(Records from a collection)
═══

PR #7819, opened 2026-03-20
Remove all C level non-API calls

### LINKED ISSUE #7818: Remove reliance on rlang `env_unbind()` callable
```r
static inline
void r_env_unbind(r_obj* env, r_obj* sym) {
  R_removeVarFromFrame(sym, env);
}
```

As of R 4.0 it's just R_removeVarFromFrame

DavisVaughan:
Closes #7818 

Now that we finally have the new C level bindings API

Best reviewed one commit at a time.

https://github.com/tidyverse/dplyr/pull/7819/changes/69421d5684ae0dbb5e4a1a54020130eb4d5ca737 was particularly tricky. We were trying to reference a `caller` variable in the DataMask's private R6 environment that no longer existed as of https://github.com/tidyverse/dplyr/pull/6444. The new APIs we are switching to error on unbound bindings, which revealed this. By luck, this happened to be totally fine before. We would pass this `caller` env on to `rlang::eval_tidy()`, but we always provided it a quosure, so the `env` argument there was never looked at. I've encoded this assumption in new `check_quosure()` checks that we do before setting the `env` to `R_EmptyEnv`, since the environment doesn't matter.

### DIFF
--- a/src/dplyr.h
+++ b/src/dplyr.h
@@ -104,7 +104,8 @@ namespace rlang {
 SEXP eval_tidy(SEXP expr, SEXP data, SEXP env);
 SEXP as_data_pronoun(SEXP x);
 SEXP new_data_mask(SEXP bottom, SEXP top);
-SEXP str_as_symbol(SEXP);
+SEXP str_as_symbol(SEXP str);
+bool is_quosure(SEXP x);
 }
 
 namespace vctrs {
--- a/src/utils.h
+++ b/src/utils.h
@@ -1,10 +1,7 @@
 #ifndef DPLYR_UTILS_H
 #define DPLYR_UTILS_H
 
-#define R_NO_REMAP
-#include <R.h>
-#include <Rinternals.h>
-#include <Rversion.h>
+#include "dplyr.h"
 
 // String encoding normalization
 // From https://github.com/r-lib/vctrs/pull/2085
@@ -23,14 +20,8 @@ static inline SEXP string_as_utf8(SEXP x) {
   return Rf_mkCharCE(Rf_translateCharUTF8(x), CE_UTF8);
 }
 
-// rlang's C level `is_quosure()`
-// https://github.com/r-lib/rlang/blob/01c296faa170d874cb8a3971e9cf7e5cd384b27b/src/internal/quo.c#L17
-static inline bool is_quosure(SEXP x) {
-  return TYPEOF(x) == LANGSXP && Rf_inherits(x, "quosure");
-}
-
 static inline void check_quosure(SEXP x) {
-  if (!is_quosure(x)) {
+  if (!rlang::is_quosure(x)) {
     Rf_errorcall(R_NilValue, "Internal error: `x` must be a quosure.");
   }
 }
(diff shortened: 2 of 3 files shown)


src/dplyr.h
```diff
@@ -36,6 +36,23 @@ SEXP R_mapAttrib(SEXP x, SEXP (*FUN)(SEXP, SEXP, void *), void *data) {
...
 #endif
 
+// Poorman's version of rlang's `r_env_get()`, which more faithfully handles
+// edge cases like active bindings, promises, and missing args. Only use this
+// for extracting a simple variable that you KNOW exists in the env, like
+// anything in our `private` envs.
+static inline
+SEXP env_get(SEXP env, SEXP sym) {
+#if R_VERSION >= R_Version(4, 5, 0)
+  return R_getVar(sym, env, TRUE);
```
lionel-: Does this need to be `FALSE` to match the "find in frame" in the other branch?

src/utils.h
```diff
@@ -23,4 +23,27 @@ static inline SEXP string_as_utf8(SEXP x) {
   return Rf_mkCharCE(Rf_translateCharUTF8(x), CE_UTF8);
 }
 
+// rlang's C level `is_quosure()`
+// https://github.com/r-lib/rlang/blob/01c296faa170d874cb8a3971e9cf7e5cd384b27b/src/internal/quo.c#L17
+static inline bool is_quosure(SEXP x) {
+  return TYPEOF(x) == LANGSXP && Rf_inherits(x, "quosure");
+}
```
lionel-: Can you please use the C callable to keep the quosure representation opaque.

lionel-: https://github.com/r-lib/rlang/blob/5e54655d483704f0bdc81d60c5c4801aebe73450/src/internal/internal.c#L376

src/chop.cpp
```diff
@@ -121,23 +121,48 @@ SEXP dplyr_make_mask_bindings(SEXP env_chops, SEXP data) {
...
+//
+// We first require that the binding exists, otherwise that would
+// be an internal error on our part.
+//
+// Then we check to see if the binding is delayed. If it is, then it is
+// considered "unused".
+//
+// Used bindings include:
+// - Forced chop promises (i.e. if the user referenced an original column in an expression)
+// - Newly installed columns from a previous expression
```
lionel-, line 161: Likely not impacting you here, but worth noting that checking for used bindings with the new API produces different result because it's the innermost promise, rather than outermost, that determines whether the binding is used or not. I've seen an rlang revdep failure due to this.

src/dplyr.h
```diff
@@ -43,7 +43,7 @@ SEXP R_mapAttrib(SEXP x, SEXP (*FUN)(SEXP, SEXP, void *), void *data) {
 static inline
 SEXP env_get(SEXP env, SEXP sym) {
 #if R_VERSION >= R_Version(4, 5, 0)
-  return R_getVar(sym, env, TRUE);
+  return R_getVar(sym, env, FALSE);
```
lionel-, line 46: ah there it is :)

src/dplyr.h
DavisVaughan: Yea I think I want to apply https://github.com/r-lib/rlang/pull/1886 here as well

DavisVaughan: Oh I did it already and you caught that below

═══

▶ [Exercise directions]:
What is needed is a verbatim copy of every line in the records above from the one containing "### LINKED ISSUE" down to the one containing "Closes #7818", both included, and nothing more.

▶ [Response to the task]:
### LINKED ISSUE #7818: Remove reliance on rlang `env_unbind()` callable
```r
static inline
void r_env_unbind(r_obj* env, r_obj* sym) {
  R_removeVarFromFrame(sym, env);
}
```

As of R 4.0 it's just R_removeVarFromFrame

DavisVaughan:
Closes #7818 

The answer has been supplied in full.